_Stored data_:
⟨
Issue #5871, opened 2015-09-01
Handle groups memberships and invitations issues


paglias:
There are currently several cases that causes groups memberships and invitations data not to be up to date anymore.
### When the last member of a group leaves (except public guilds)
- [x] the group should be deleted (possible PR is #5362, issue #5136 )
- [x] if guild, invitations to guild should be removed from invited users' profiles
- [x]  if party, invitations to party should be removed from invited users' profiles
- [x] challenges should be deleted
### When an user cancel his account
- [x] user should be removed from all the groups it belongs to 
- [ ] user should be removed from all the groups he's invited to
### When leader leaves
- [ ] Most senior member should be made leader #5737 
### When an invitation is rejected
- [ ] Invitations are not removed from group's invitations. See https://github.com/HabitRPG/habitrpg/blob/develop/website/public/js/controllers/groupsCtrl.js#L453 for guilds and https://github.com/HabitRPG/habitrpg/blob/develop/website/public/js/controllers/groupsCtrl.js#L538 for parties  -> create api route for this
### When user joins empty guild
- [x] should become the new leader
##

Alys:
"Most senior member should be made leader, it isn't?" -- Yes. I've updated the post to remove the question. 

Although we might want to make it the most senior member who has logged in within the past x days, to avoid inactive leaders.

Alys:
To really clean up all abandoned groups, we should remove all deleted user accounts from groups. That will likely produce a new set of groups that are now empty.

paglias:
Yes, it's a lot of work... but it really needs to be done for the new chat feature. @gisikw any idea?

TheHollidayInn:
Is this not fixed by my current PR 
"it should be removed from all the groups it belongs to (both as member or when invited)"
https://github.com/HabitRPG/habitrpg/pull/5264?

crookedneighbor:
I believe it is, but I haven't finished reviewing it yet.

TheHollidayInn:
Sweet. Just making sure. I'm going to try to work on this one, then: When user joins empty guild.

TheHollidayInn:
I think this has been fixed "When an invitation is rejected" when @crookedneighbor moved the group.js files into multiple files. The reject function seems to update the invitations. Is that correct?

paglias:
@TheHollidayInn they are removed from the user's invites but not from the groups'

TheHollidayInn:
[...]

PR #5877, opened 2015-09-02
Groups now make joining user the leader when they are empty

TheHollidayInn:
This is to address one of the requirements on #5871 . When a group is empty, we add the first user to join as the leader.

### DIFF
--- a/website/src/controllers/groups.js
+++ b/website/src/controllers/groups.js
@@ -462,6 +462,9 @@ api.join = function(req, res, next) {
   if(!isUserInvited) return res.json(401, {err: "Can't join a group you're not invited to."});
 
   if (!_.contains(group.members, user._id)){
+    if (group.members.length === 0) {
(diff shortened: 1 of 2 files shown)


website/src/controllers/groups.js
```diff
@@ -462,6 +462,9 @@ api.join = function(req, res, next) {
   if(!isUserInvited) return res.json(401, {err: "Can't join a group you're not invited to."});
 
   if (!_.contains(group.members, user._id)){
+    if ( group.members.length == 0 ) {
```
crookedneighbor: No surrounding spaces around `group.members.length == 0` and please use `===`.

TheHollidayInn:
Eh, sorry. I was coding some PHP earlier, so I got mixed up. Should be good now.

paglias:
@crookedneighbor does it looks good to you?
⟩
_Work to be completed_: Your answer must be a single number: the count of lines above that hold the word "users".

_Exercise answer_: 2